Collected data

PR #548, opened 2021-02-18
Code reloading. Fixes #212

### LINKED ISSUE #212: Code Reloading
Allow code to be modified while at break-point, then continue executing the modified code.

fabioz:


int19h:
It looks like the test runs were timing out on Windows. I've increased the timeout, but you'll need to rebase for the run to pick up the changes to `azure-pipelines.yml`.

fabioz:
@int19h @karthiknadig ping (waiting for review of this pull request).

karthiknadig (approved):

karthiknadig:
@luabud This is another thing that we can enable with experiments.

karthiknadig:
I think this should be disabled by default and turned on via experiment flag.

What do you think @int19h @luabud ?

int19h (approved):

PR #551, opened 2021-02-22
Update pipelines.yaml

int19h:
Increase test timeout on Windows.


int19h:
It looks like our Python 3.x suite is running for >30 minutes, which causes it to time out.

karthiknadig (approved):

PR #563, opened 2021-03-15
Support step into target. Fixes #288

### LINKED ISSUE #288: Support "step into targets" in VS Code
From VS Code's 1.46 update:
https://code.visualstudio.com/updates/v1_46#_step-into-targets

### _Step Into Targets_
_Debugging into a statement with many nested function calls can be painful because you might have to step through functions you are not really interested in. To improve this scenario, the Debug Adapter Protocol has supported the "Step Into Target" feature that displays UI for directly stepping into the function you are interested in._

_In this milestone, VS Code has started to use this feature. When debugging has stopped on a statement, the context menu shows a new action Step Into Targets. This action presents a list of all targets (typically functions) that are available at the current stack frame. Selecting one of them will step into that target._

_Note that every stack frame can have its own set of targets. So the result of the Step Into Targets actions depends on the currently selected frame in the CALL STACK view._

Is that something we can add support to? 😊

fabioz:


fabioz:
@int19h @karthiknadig this is ready to review.

karthiknadig (approved):

Issue #576, opened 2021-03-29
Step Into not listing targets properly


fabioz:
Doing some testing I found an issue in how the targets are computed.

A construct such as:
```
    def function():
        yield sys._getframe()
        bbb = foo.bar(
            Something(param1, param2=xxx.yyy), {}
        )
        call()
```

Is not finding `bar` properly.

The main issue is that a stack is created and later when a `CALL_FUNCTION` bytecode is found items are popped from the stack, but the stack is incomplete, so, either the way to deal with the stack becomes much more complete (as we need to deal with much more bytecode to have a complete picture on how the stack would look -- which may not be worth it) or go with a simpler approach to just list the names without validating if those would actually be function calls (which may be reasonable since cases such as accessing properties would also work -- those don't work right now with the current approach).

I'm pending towards implementing the 2nd approach...

fabioz:
@int19h @karthiknadig the approach I had in mind doesn't work because the bytecode offset won't work.

i.e.: What the step into target currently does is check in a called frame that the back frame was the initial frame where the step into was requested and the bytecode offset matches the expected bytecode for the call. The `LOAD_XXX` instructions have the wrong offset to check that, so, the only way I can see how to fix this is actually properly implementing the stack operations to know which name matches a given call operation (or possibly a load to deal with `@property`).

It'd be comparable to something as: https://github.com/nedbat/byterun/blob/master/byterun/pyvm2.py but only working at the metadata level, not really interpreting code.

So, I think this is going to take a while to implement (my guess is it'll take around 10-15 working days (which at my current time allocated means something around 2 months) as it needs to support many versions of python, which means lots of bytecodes to test). My plan is starting to work at that right now, but possibly pausing for smaller (or more critical) issues over time.

-- I'm also open to other approaches you may envision here.... another approach I thought of would be using the actual source code and creating an AST and then trying to do a match from which name loaded matches which called name to match the bytecode -- I think it'd be faster to implement, but I'm not 100% sure we can cover all cases this way and it wouldn't work on cases where sources aren't available.

fabioz:
@int19h @karthiknadig I think that if we could support only Python 3.5 onwards for this feature it'd be nicer to implement.

That would enable using https://github.com/MatthieuDartiailh/bytecode (which is already integrated into debugpy) as well as ignoring a bunch of Python 2.7 specific bytecode...

Do you think that's ok?

karthiknadig:
That works.

fabioz:
[...]

PR #602, opened 2021-04-29
Improvements to step into target. Work in progress: #576

fabioz:
Note that although this is still a work in progress (because I still don't handle all the bytecodes -- as well as some corner cases related to prediction of bytecode offsets where the bytecode offset communicated by CPython is not correct), I think that this is in a much better state than what's currently in the `main` branch, so, I'd like to get this in and then provide smaller pull requests as I progress as there's a lot of code already and the general structure shouldn't change that much anymore.

Changes in this pull request:

- Changes the structure to create a stack from the bytecode information
  so that function call names are correctly computed (this is still a work
  in progress as not all bytecode instructions are currently supported).
- Support to step into function calls inside comprehensions/generators.
- Updates the bytecode dependency to 0.12.0.
  Note: changes were done to the bytecode library to keep the bytecode offset.


fabioz:
Note: Linux tests seem to be failing due to:

`b"stderr: b'/bin/sh: 1: gdb: not found\\n'"`

int19h (approved):

PR #606, opened 2021-05-04
Fix Linux CI

int19h:
Use ubuntu-20.04 to run Linux tests.

Update apt packages before trying to install gdb.

### DIFF
--- a/azure-pipelines/linux-coverage.yaml
+++ b/azure-pipelines/linux-coverage.yaml
@@ -8,9 +8,10 @@ jobs:
       pool:
           name: Azure Pipelines
           demands: java
-          vmImage: "ubuntu-18.04"
+          vmImage: "ubuntu-latest"
       steps:
           - script: |
+              sudo apt-get update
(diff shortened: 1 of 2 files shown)


azure-pipelines/linux-coverage.yaml
```diff
@@ -8,9 +8,10 @@ jobs:
       pool:
           name: Azure Pipelines
           demands: java
-          vmImage: "ubuntu-18.04"
+          vmImage: "ubuntu-20.04"
```
karthiknadig, line 11: can we just use `ubuntu-latest`?

karthiknadig (approved):

azure-pipelines/linux-coverage.yaml
int19h: We can - I just didn't want the pipeline to suddenly start failing if it updates. Then again, if we suddenly start failing on the latest Ubuntu, we probably want to know, so I'll change that.

karthiknadig (approved):

PR #614, opened 2021-05-07
Install matplotlib on settrace. Fixes #603

### LINKED ISSUE #603: Debugging scripts that use matplotlib interactively on vscode....
## Environment data

-   VS Code version: 1.55.2 user setup
-   Extension version (available under the Extensions sidebar): v2021.4.765268190
-   OS and version: Windows 10 Version	10.0.19042 Build 19042
-   Python version (& distribution if applicable, e.g. Anaconda):  python 3.9.2 with conda 4.9.2
-   Type of virtual environment used (N/A | venv | virtualenv | conda | ...): 
-   Relevant/affected Python packages and their versions: matplotlib 3.3.4
-   Relevant/affected Python-related VS Code extensions and their versions: None that I can think of
-   Value of the `python.languageServer` setting: I don't think this is related to my issue

## Expected behaviour

Would like to debug script that uses matplotlib interactively. By interactively I mean placing a break point and watching my figure update as I actually step through my code. PyCharm has this behavior out of the box and it is extremely useful.

## Actual behaviour

Stepping through a script using matplotlib will not generate an interactive figure.

## Steps to reproduce:

Create a file called test.py and paste the following code:

```
import matplotlib.pyplot as plt


figure = plt.figure()
ax = plt.gca()
ax.plot([1,2,3])
ax.set_title("hello")
```
 
Place a breakpoint on line 4, create a standard debug configuration and start the debugger. Step over lines 4, 5, and 6. No plot appears.

fabioz:


karthiknadig (approved):

awa5114:
@fabioz I know this issue is closed but how do I incorporate your changes into my current vscode install?

PR #653, opened 2021-07-02
Fix deprecated import for MutableMapping and MutableSet

mgorny:
Starting with Python 3.3, MutableMapping and MutableSet are part
of collections.abc module rather than collections.  Importing them
from the old module is deprecated and no longer works in Python 3.10.
Support both modules conditionally for best compatibility.

### DIFF
--- a/tests/debug/config.py
+++ b/tests/debug/config.py
@@ -4,11 +4,16 @@
 
 from __future__ import absolute_import, division, print_function, unicode_literals
 
-import collections
 import os
+import sys
+
+if sys.version_info >= (3, 3):
+    from collections.abc import MutableMapping, MutableSet
+else:
+    from collections import MutableMapping, MutableSet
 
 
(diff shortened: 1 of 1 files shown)


tests/debug/config.py
```diff
@@ -137,8 +142,7 @@ def setdefault(self, key, default=None):
         return self[key]
 
     def setdefaults(self, defaults):
-        """Like setdefault(), but sets multiple default values at once.
-        """
+        """Like setdefault(), but sets multiple default values at once."""
```
mgorny, line 145: These somewhat irrelevant changes were made by `black`.

fabioz (approved):

fabioz:
Thanks for the pull request... I'll wait for the tests to pass and if everything works I'll merge it shortly.

karthiknadig (approved):

PR #662, opened 2021-07-16
Fix issue with step into target with `LOAD_METHOD`. Fixes #661

### LINKED ISSUE #661: Step into targets doesn't seem to respect selected option
## Environment data

- debugpy version: 1.3.0
- OS and version: Windows 10
- Python version (& distribution if applicable, e.g. Anaconda): 3.8.10 (venv)

## Expected  behavior

Selecting the "Image" option that shows after I run "Step into target..." should step into the Image file:

image

## Actual behavior

Selecting "Image" gives the same behaviour as if I did a normal "step into" (i.e. steps into the parse_content method)

## Steps to reproduce:
1. Clone https://github.com/luabud/pvscc-logo
2. Set up a venv and install the dependencies in the requirements.txt file
3. Create the following launch.json configuration:
```json
{
            "name": "Python: Current File",
            "type": "python",
            "request": "launch",
            "program": "${file}",
            "justMyCode": false,
            "autoReload": {"enable": true}
}
```
4. Open the generate_logo.py file (located on the root of the project)
5. Set up a breakpoint on line 13
6. Start debugging (F5) using the configuration we created above
7. When the debugger stops on line 13, right-click on line 15 (`wc = generate_wordcloud(parse_content(url),np.array(Image.open(mask_path)))` ) and select "Jump to Cursor". This is just to avoid the if condition on line 14, that will return false by default. 
8. Once in line 15, right click and select "Step into Targets..." 
9. Select "Image"
10. Watch it step into the parse_content method instead

fabioz:


src/debugpy/_vendored/pydevd/tests_python/test_debugger_json.py
```diff
@@ -123,13 +123,15 @@ def write_list_threads(self):
     def wait_for_terminated(self):
         return self.wait_for_json_message(TerminatedEvent)
 
-    def wait_for_thread_stopped(self, reason='breakpoint', line=None, file=None, name=None):
+    def wait_for_thread_stopped(self, reason='breakpoint', line=None, file=None, name=None, preserve_focus_hint=None):
```
fabioz, line 126: Changes on `test_debugger_json.py` are unrelated to this issue (it seems that was missing from the previous pull request, so, just catching up here).

fabioz:
It seems I added this too soon (I still have some issues in the ci, so, closing for now -- I'll reopen when it's ready).

PR #1043, opened 2023-09-26
Fix glyph swap

yanone:
Fixing duplication of rule-based glyph swaps


yanone:
About the build fail:

Please help me make sense of this: in `test_rules_are_applied_deterministically()` it appears that rules _should_ be applied several times, as the test checks to compare against outlines of `"Q.ss01.alt"`. 

I added a warning to the main code that prints:
`WARNING  root:instantiator.py:174 Duplicate rule for ('Q', 'Q.ss01') in location {'Weight': 900.0, 'Style': 0.5}: ('Q', 'Q.alt')`, meaning that `('Q', 'Q.alt')` was already applied (= in the list), and now `('Q', 'Q.ss01')` will be rejected for duplication.

If we're on the correct trajectory here, I think I should indeed check for the whole tuple to already exist, not just for `oldName`.

anthrotype:
@belluzj added that test in https://github.com/googlefonts/fontmake/pull/689 when he fixed some bug about processing rules, maybe he could also take a quick look?

PR #1081, opened 2024-03-25
replace fontmake.instantiator with ufo2ft.instantiator

anthrotype:
fontmake.instantiator module now lives in ufo2ft.instantiator (https://github.com/googlefonts/ufo2ft/pull/825); the current fontmake.instantiator module is kept as a stub that re-exports the symbols from the new ufo2ft.instantiator for backward compatibility. I also kept the test_instantiator.py to make sure it continues to work unchanged.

[TASK REQUIREMENTS]
Which lines of the data contain the string "deprecated"? Copy each one.

[ANSWER FOR THIS EXERCISE]
Fix deprecated import for MutableMapping and MutableSet
from the old module is deprecated and no longer works in Python 3.10.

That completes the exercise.